Abstract

We demonstrate a method for calculating the neutral $B$-meson decay constants and mixing matrix elements in unquenched lattice QCD with domain-wall light quarks and static $b$-quarks. Our computation is performed on the ``$2+1$'' flavor gauge configurations generated by the RBC and UKQCD Collaborations with a lattice spacing of $a\ensuremath{\approx}0.11\text{ }\text{ }\mathrm{fm}$ (${a}^{\ensuremath{-}1}=1.729\text{ }\text{ }\mathrm{GeV}$) and a lattice spatial volume of approximately $(1.8\text{ }\text{ }\mathrm{fm}{)}^{3}$. We simulate at three different light sea quark masses with pion masses down to approximately 430 MeV, and extrapolate to the physical quark masses using a phenomenologically-motivated fit function based on next-to-leading order heavy-light meson SU(2) chiral perturbation theory. For the $b$-quarks, we use an improved formulation of the Eichten-Hill action with static link-smearing to increase the signal-to-noise ratio. We also improve the heavy-light axial current used to compute the $B$-meson decay constant to $\mathcal{O}({\ensuremath{\alpha}}_{s}pa)$ using one-loop lattice perturbation theory. We present initial results for the SU(3)-breaking ratios ${f}_{{B}_{s}}/{f}_{{B}_{d}}$ and $\ensuremath{\xi}={f}_{{B}_{s}}\sqrt{{B}_{{B}_{s}}}/{f}_{{B}_{d}}\sqrt{{B}_{{B}_{d}}}$, thereby demonstrating the viability of the method.
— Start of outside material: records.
PR #2577, opened 2026-07-22
re-use translations for `strings.options.*`

### LINKED ISSUE #1152: Duplicated entries in Transifex for `traffic_calming`

k-yle:
closes #1152. part two of https://github.com/openstreetmap/schema-builder/issues/162 - we implemented the schema-builder side ages ago. now we can use the new feature.

this PR removes 291 duplicate translations, replacing them with references. 

---

While working on this PR, i discovered quite a few inconsistencies, like `Dance School` vs `Dancing School`. These can be dealt with in a follow-up PR, so that it doesn't create extra work for translators.


Dimitar5555:
Resolves #1152

matkoniecz:
hmm, testing all of it manually would be quite annoying

I hope that it can be test by building before and after and confirming output has not changed, then editing something and confirming that build output has changed

matkoniecz:
a bit obnoxiously dist file CHANGES as it reorders values in output

is it maybe possible to avoid this?

k-yle:
updated to preserve the object order in `dist`, so this is easier to review. There is no diff for the base language (`en.json`)

The diff is interesting for other languages, where translators have been inconsistent. example from `de`:

image


full diff: c50bbce5f819264aa0672f6721566dc733f42441

matkoniecz (approved):

matkoniecz:
> These can be dealt with in a follow-up PR, so that it doesn't create extra work for translators.

PR would be welcome for ones where divergence is not needed!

For the ratio of decay constants, we find ${f}_{{B}_{s}}/{f}_{{B}_{d}}=1.15(12)$ and for the ratio of mixing matrix elements, we find $\ensuremath{\xi}=1.13(12)$, where in both cases the errors reflect the combined statistical and systematic uncertainties, including an estimate of the size of neglected $\mathcal{O}(1/{m}_{b})$ effects.